I remember seeing the Cursed Video as an unexplained ad at least twice, by the way. That TikTok also indicates that DreamWorks straight-up sent copies of the tape to Hot Topic stores, as well as planting them under actual movie theater seats. While running my movie site, I heard at least one story of someone finding a tape on the sink counter of a restroom at a club. Did the marketing department actually plant tapes in bathrooms—or did a freaked-out recipient leave it there, hoping to dodge the "curse"?
(I haven't embedded the Cursed Video here, by the way—but I could have. If you'd like to see the American take on it, you can watch both the full version and the shorter variant that appeared in the movie itself. A text description of what the fuck you're even looking at is here [content note for both: blood, insects, animal death, body horror, and suicide by falling]. The original version from the Japanese film is shorter, and it's eerie rather than gruesome.)

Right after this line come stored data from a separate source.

PR #4862, opened 2025-06-21
Upgrade Jollyday to 1.5.4

wborn:
Upgrades Jollyday from 1.5.0 to 1.5.4.

For release notes, see:

https://github.com/focus-shift/jollyday/releases

### DIFF
--- a/bom/compile/pom.xml
+++ b/bom/compile/pom.xml
@@ -360,7 +360,7 @@
     <dependency>
       <groupId>de.focus-shift</groupId>
       <artifactId>jollyday-jackson</artifactId>
-      <version>1.5.0</version>
+      <version>1.5.4</version>
       <scope>compile</scope>
     </dependency>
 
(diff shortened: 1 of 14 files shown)


holgerfriedrich (approved):
LGTM

holgerfriedrich:
@wborn Do you think we should backport this to 4.3.x? I assume, 4.3.x will be longer in use than other previous releases due to 32/64 bit transition. WDYT?

wborn:
It may help everyone a little bit and probably won't hurt.

holgerfriedrich:
This would mean changes to all repos (feature, and bndrun if we want the I tests to work, demo app); and we need to upload the new lib to jfrog.

Do you expect problems as we may break marketplace add-ons for 4.3.x?

wborn:
It will probably be fine. But I haven't seen anyone commenting about any issues with Jollyday in 4.3.x and if so there are ways to override the default holidays. So in the end it may not be worth the hassle for a patch release.

holgerfriedrich:
@wborn Thanks for the assesment.

I think I will not continue backporting this for now.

BUT WAIT, THERE WAS MORE: DreamWorks had something of an alternate-reality campaign going with a handful of in-character websites. This was only a year after Warner Bros. ran the groundbreaking "The Beast" ARG for A.I.: Artificial Intelligence: "Ultimately, fifty websites with a total of about one thousand pages were created for the [A.I.] game." (I lurked in the Cloudmakers Yahoo group.) Marketing for The Ring did not go anywhere that in depth, nor did it need to; it was both a smaller film and a smaller story. I saw at least two “personal” websites (seemingly amateur and a little tacky, like my own), but the one I particularly remember was about someone who owned/trained horses? I'm not sure if it was meant to be the actual Anna Morgan character—Samara's mother—or maybe someone who had noticed that the Morgans' horses were disturbed? I'm not even sure anyone even remembers this but me. Reddit users dug up a few other archived websites, but they're about Sadako, the curse and/or videotape; they aren't as subtle or character-oriented as the site I remember. (Honestly, I wonder if weird shit like "What Scares Me" or "SEVEN DAYS TO LIVE" were made by fans rather than a marketing department, but who knows.)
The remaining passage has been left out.